DisneyKid4Life said:


> Ugh. I know it's not a huge deal, but that is frustrating to end up behind people who arrived later.


*It IS frustrating. I really wish I was a more easy-going person and didn't let stuff like this bother me at all, but I admit, I was a little perturbed. It didn't ruin my morning or anything, but I am so GO-GO-GO that these little hiccups get to me for a few seconds. *



DisneyKid4Life said:


> "SURE! You can absolutely go back and join him!"  Roni, you are my hero!!!!!  That is seriously one of the best things I've ever read on here.


*Why, thank you!  Looking back on it, I'm kind of surprised that I did it. But honestly, I just wasn't going to let someone from behind me walk past me to join people who were also BEHIND me except that they got out of line and decided to shove their way back in ahead of where they were. It just didn't work for me at all! *



DisneyKid4Life said:


> I so agree Roni. I love being in a position where I don't feel the need to do everything and can just go with the flow.


*It was a very different experience for us - we are always rushed and trying to do EVERYTHING. I really enjoyed just taking our time at least for a little while. So pleasant!*



DisneyKid4Life said:


> Hahaha, another tradition the next Generation will maintain... NO DANCING!!


 *She LOVES it - believe me, you will be seeing quite a few more references to this.....*



DisneyKid4Life said:


> I find the tire ride so funny. Apparently they had a similar ride in Disneyland way back in the early days, except Spaceships or something. But they often couldn't get it to work so they took it out. It sounds like history is going to repeat itself.

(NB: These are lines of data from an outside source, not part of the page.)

PR #6149, opened 2019-11-01
cli test-metadata

jburel:
Use long instead of int

This should fix tests like https://merge-ci.openmicroscopy.org/jenkins/job/OMERO-test-integration/217/testReport/OmeroPy.test.integration.clitest.test_metadata/TestMetadata/test_get_identifiers/
Tests should remain green on both py2 and py3


sbesson:
22 tests fixed and passing on merge (218) and py3 (32).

*Is that right? I had no idea! It really wasn't my favorite - I just didn't "get" it.  I did read this week that they have closed it and it will be completely replaced.  *



STLMickeyMom said:


> love that you used the HOW RUDE pic!  loved that show and my friends and I used to say that all the time!  and those teens.....how rude!  totally agree with you.  if you're waiting for someone behind, you let people pass you until your party catches up with you.  you definitely DON'T expect people to let then cut the line!


*Uncle Jessie!!!!   That show was fantastic!*

*DLR has a lot of line-cutters - way more than I have ever seen at WDW. I suppose people are just a bit more laid-back there or something? But this was my chance to do something about one of them without ending up in a fistfight or something, so I took it! *



STLMickeyMom said:


> carsland looks so pretty in the morning!  someday we will see it!!!  glad you got an early morning RSR ride in!


*I hope you get to - it really is one of our favorite places from all the Disney parks we have visited.*



STLMickeyMom said:


> the tire ride.....too many directions for first thing in the morning....


*Right????    A ride that requires you to get a degree in its operation is just not my thing! *



KatMark said:


> I'm in tears sitting at my desk at work after reading the end of the tour you took. If I do NOTHING else at DL in three years when we go for my big birthday, I want to do that tour.


*Oh, Kathy, you will enjoy it so much. It really was the highlight of our vacation. I'm so excited that you'll be going to DLR in three years!!!!!!  *



KatMark said:


> I can imagine you and Willow had to be exhausted after 12 hours. Okay, did I miss which pillow pet she got?


*Somehow, and seriously, I think she may be stalking us or something , Courtney actually guessed correctly. She picked Sully! And there is no reasonable way to have guessed that - she likes Monsters Inc. and all and Sully, but he is hardly a character that she freaks out over. I will say though, it is a particularly nice pillow pet. I am certain that pictures of it will surface in the TR soon.*



KatMark said:


> And you were right at it again the next morning...impressive.


*We take our Disney time very seriously!  Honestly, I hope that we learn how to slow down someday - I really think we would enjoy it more. But we just get into this crazy GO-GO-GO zone. It's exhausting! *



KatMark said:


> I am glad you did what you did with those boys. Some people just have to learn common courtesey!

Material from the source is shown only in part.